但它只适用于英文文本。这些是我的进口商品:

import org.clulab.processors.Processor
import org.clulab.processors.fastnlp.FastNLPProcessor
import play.api.libs.json._
import scala.util.parsing.json.JSONObject
import org.apache.spark.SparkContext
import org.apache.spark.SparkConf
import org.apache.spark.SparkConf
import com.mongodb.casbah.Imports._
import com.mongodb.casbah.MongoConnection
import com.mongodb.casbah.commons.MongoDBObject
import org.clulab.struct.DirectedGraphEdgeIterator

完整的Scala类:

object KeywordExtractor {

   // Creates a connection to the MongoDB client
   val mongoConn = MongoClient("localhost", 27017)

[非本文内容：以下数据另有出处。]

PR #3171, opened 2022-11-03
s3-proxy: return the original Content-Length in a custom header

dimaryaz:
When compression is used, the Content-Length header gets removed. The original file size can still be useful for e.g. the catalog, so return it in a custom header.

### DIFF
--- a/s3-proxy/nginx.conf
+++ b/s3-proxy/nginx.conf
@@ -42,7 +42,11 @@ http {
             add_header 'Access-Control-Allow-Methods' $http_access_control_request_method always;
             add_header 'Access-Control-Allow-Origin' '*' always;
             add_header 'Access-Control-Max-Age' '3000' always;
-            add_header 'Access-Control-Expose-Headers' 'Content-Length, Content-Range, ETag, x-amz-meta-helium, x-amz-bucket-region, x-amz-delete-marker, x-amz-request-id, x-amz-version-id, x-amz-storage-class' always;
+            add_header 'Access-Control-Expose-Headers' 'Content-Length, Content-Range, ETag, x-amz-meta-helium, x-amz-bucket-region, x-amz-delete-marker, x-amz-request-id, x-amz-version-id, x-amz-storage-class, x-quilt-size' always;
+
+            # When compression is used, the original Content-Length header gets removed.
+            # The original file size may still be useful, so return it in a custom header.
+            add_header 'x-quilt-size' $upstream_http_content_length;
 
             # Return success on OPTIONS.
             if ($request_method = 'OPTIONS') {


s3-proxy/nginx.conf
```diff
@@ -42,7 +42,11 @@ http {
             add_header 'Access-Control-Allow-Methods' $http_access_control_request_method always;
             add_header 'Access-Control-Allow-Origin' '*' always;
             add_header 'Access-Control-Max-Age' '3000' always;
-            add_header 'Access-Control-Expose-Headers' 'Content-Length, Content-Range, ETag, x-amz-meta-helium, x-amz-bucket-region, x-amz-delete-marker, x-amz-request-id, x-amz-version-id, x-amz-storage-class' always;
+            add_header 'Access-Control-Expose-Headers' 'Content-Length, Content-Range, ETag, x-amz-meta-helium, x-amz-bucket-region, x-amz-delete-marker, x-amz-request-id, x-amz-version-id, x-amz-storage-class, x-quilt-size' always;
+
+            # When compression is used, the original Content-Length header gets removed.
+            # The original file size may still be useful, so return it in a custom header.
+            add_header 'x-quilt-size' $upstream_http_content_length;
```
dimaryaz, line 49: Don't know what's a good name for it. I was trying to copy the `x-amz-...` headers.

s3-proxy/nginx.conf
```diff
@@ -42,7 +42,11 @@ http {
             add_header 'Access-Control-Allow-Methods' $http_access_control_request_method always;
             add_header 'Access-Control-Allow-Origin' '*' always;
             add_header 'Access-Control-Max-Age' '3000' always;
-            add_header 'Access-Control-Expose-Headers' 'Content-Length, Content-Range, ETag, x-amz-meta-helium, x-amz-bucket-region, x-amz-delete-marker, x-amz-request-id, x-amz-version-id, x-amz-storage-class' always;
+            add_header 'Access-Control-Expose-Headers' 'Content-Length, Content-Range, ETag, x-amz-meta-helium, x-amz-bucket-region, x-amz-delete-marker, x-amz-request-id, x-amz-version-id, x-amz-storage-class, x-quilt-size' always;
```
dimaryaz, line 45: Could probably remove the `Content-Length` now (unless it'll make things difficult because catalog still needs to work with un-proxied S3?)

s3-proxy/nginx.conf
```diff
@@ -42,7 +42,11 @@ http {
...
+
+            # When compression is used, the original Content-Length header gets removed.
+            # The original file size may still be useful, so return it in a custom header.
```
sir-sigurd, line 48: I think it's more like "required for catalog to properly work", rather than "may still be useful".

sir-sigurd (commented):
I understand why nginx compression could be useful, but obviously it requires more work on frontend, I'm not sure if this work worth benefits of compression.

ETag header (others?) is also modified for compressed responses, I'm not sure if catalog needs this header.

nl0:
i tend to agree w/ @sir-sigurd that this will create extra work on the front-end for unclear benefit.
i know that it may be useful especially for larger text files, but it just seems quite low priority rn.
we may want to get back to that later

dimaryaz:
Ok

   // Names the DB where the data should be saved
   val mongoDB = mongoConn("dbtest")

   // Defines the collection in which the text should be stored
   val mongoColl = mongoDB("testcollection")

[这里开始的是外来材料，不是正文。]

PR #3181, opened 2022-11-10
Add a dedupe parameter to push

dimaryaz:
Remaining question: how do `force` and `dedupe` interact with each other?

### DIFF
--- a/api/python/quilt3/packages.py
+++ b/api/python/quilt3/packages.py
@@ -1437,7 +1437,7 @@ class Package:
             latest_hash = get_latest_hash()
             if top_hash == latest_hash:
                 if print_info:
-                    print(f"Package with hash {latest_hash} already exists at the destination; skipping.")
+                    print(f"Skipping since package with hash {latest_hash} already exists at the destination and dedupe parameter is true.")
                 return
 
         # Since all that is modified is physical keys, pkg will have the same top hash
--- a/api/python/quilt3/packages.py
+++ b/api/python/quilt3/packages.py
@@ -1292,7 +1292,10 @@ class Package:
 
     @ApiTelemetry("package.push")
     @_fix_docstring(workflow=_WORKFLOW_PARAM_DOCSTRING)
-    def push(self, name, registry=None, dest=None, message=None, selector_fn=None, *, workflow=..., force=False, dedupe=False):
+    def push(
+        self, name, registry=None, dest=None, message=None, selector_fn=None, *,
+        workflow=..., force=False, dedupe=False
+    ):
         """
         Copies objects to path, then creates a new package that points to those objects.
         Copies each object in this package to path according to logical key structure,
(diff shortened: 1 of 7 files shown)


api/python/quilt3/packages.py
```diff
@@ -1428,6 +1433,13 @@ def check_latest_hash():
         top_hash = self._calculate_top_hash(pkg._meta, self.walk())
         pkg._origin = PackageRevInfo(str(registry.base), name, top_hash)
 
+        if dedupe:
+            latest_hash = get_latest_hash()
+            if top_hash == latest_hash:
+                if print_info:
+                    print(f"Package with hash {latest_hash} already exists at the destination; skipping.")
```
akarve, line 1440:
```suggestion
                    print(f"Skipping since package with hash {latest_hash} already exists at the destination and dedupe is true.")
```

akarve (changes requested):
Can you add CLI bindings for --dedupe just like for --force? Also, a unit test would be 💯.

api/python/quilt3/packages.py
```diff
@@ -1395,30 +1404,42 @@ def dest_fn(lk, *args, **kwargs):
                         f"in the {registry!r} package registry specified by 'registry'."
                     )
 
+        if dedupe and not force:
+            raise QuiltException("dedupe=True requires force=True")
```
sir-sigurd, line 1408: Haven't thought much about it but why `dedupe` requires `force`?

sir-sigurd (commented):
Please add the new parameter to docstring.

api/python/quilt3/packages.py
akarve: I'm also not sure that dedupe requires force.

sir-sigurd: I'm not sure that force=True means "always push". I thought it means to skip only the specific check.
https://docs.quiltdata.com/api-reference/cli#push
```
  --force              Skip the parent top hash check and create a new
                       revision even if your local state is behind the remote
                       registry.
```

akarve: You're right.

akarve: That's how we use it, but "force" means "no matter what"... anway as long as we are consistent with how the app works.

dimaryaz: I only did it because dedupe without force seemed like a very obscure scenario: the parent hash has to match the latest hash and _also_ match the current package hash. Not sure how you end up in that scenario by accident (and if it's not by accident, then just don't call push unnecessarily?)

But anyways, I'll remove it.

sir-sigurd (commented):
LGTM, but please add changelog entry.

sir-sigurd (approved):

dimaryaz:
Btw, @akarve: still blocked on your review

api/python/quilt3/packages.py
```diff
@@ -1333,13 +1336,20 @@ def push(self, name, registry=None, dest=None, message=None, selector_fn=None, *
                 push the local file to s3 (instead of pushing all data to the destination bucket).
             %(workflow)s
             force: skip the top hash check and overwrite any existing package
+            dedupe: don't push if the top hash matches the existing package top hash; return the current package
```
akarve, line 1339: I guess I'm OK with this if you feel it's Pythonic but is it wise to change the return type based on a param? Shouldn't we always return `None`? Or is the idea that the return value is how users know that they didn't push? I guess that's OK but it seems weird to me.

akarve (approved):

  def extractKey(tweet: String) = {

    // tweet is sent as a Json-String. jsonObject -> stores the sent tweet as a Json Object
    val jsonObject = Json.parse(tweet)

    // text String to store the text from the tweet
    var text = ""
    try {
      // try to parse the text from the jsonObject into the text variable
      text = (jsonObject \ "text").as[String]
    } catch {
      case e: JsResultException => println("Limit reached")
    }

    // Start a new processor to use the NLP tools
    val proc: Processor = new FastNLPProcessor

    // TODO: Explain the val doc
    val doc = proc.annotate(text)

    // Is a String where the keywords are stored that we want to extract (e.g. Nouns - "N"; etc.)
    var keywords: String = ""

    // Iterate throgh each sentence
    for (sentence <- doc.sentences) {

      // i - contains the word of each sentence in a text in the current loop
      // x - saves the position of the word in the current loop
      // E.g. for tweet text :: "new scala update xyz" -> first loop: i = new ; x = 0
      for ((i, x) <- sentence.tags.get.view.zipWithIndex) {
        // "N" - is the abbreviation for Nouns
        if (i.toString().startsWith("N")) {
          // Append to keywords the noun of a text
          keywords = keywords + " " + sentence.words.array(x)
          // Print the current state of the keyword string
          println(keywords)
        }
      }
    }

    // Create a new MongoDB builder
    val builder = MongoDBObject.newBuilder

    // Creates a monogDb object to store the keywords (a bison file is created and text is the key for the value keywords)
    builder += "text" -> keywords

    // TODO: .result not clear
    val newObj = builder.result

    // Insert the new Object to the MonogDB
    mongoColl.insert(newObj)

    // Clear the memory of the doc to avoid a out of memory error (doc allocates a lot of memory)
    doc.clear();
  }
}

1 个答案:

答案 0 :(得分:0)

从2016年8月起,CLU Lab Processors库似乎不支持多种语言(请参阅此issue)。 作者没有优先添加新语言,但如果其他人有时间,则有兴趣添加它。

请注意,您可以通过changing the properties of the StanfordCoreNLP object告诉vanilla CoreNLP POS Taggers使用德语模型。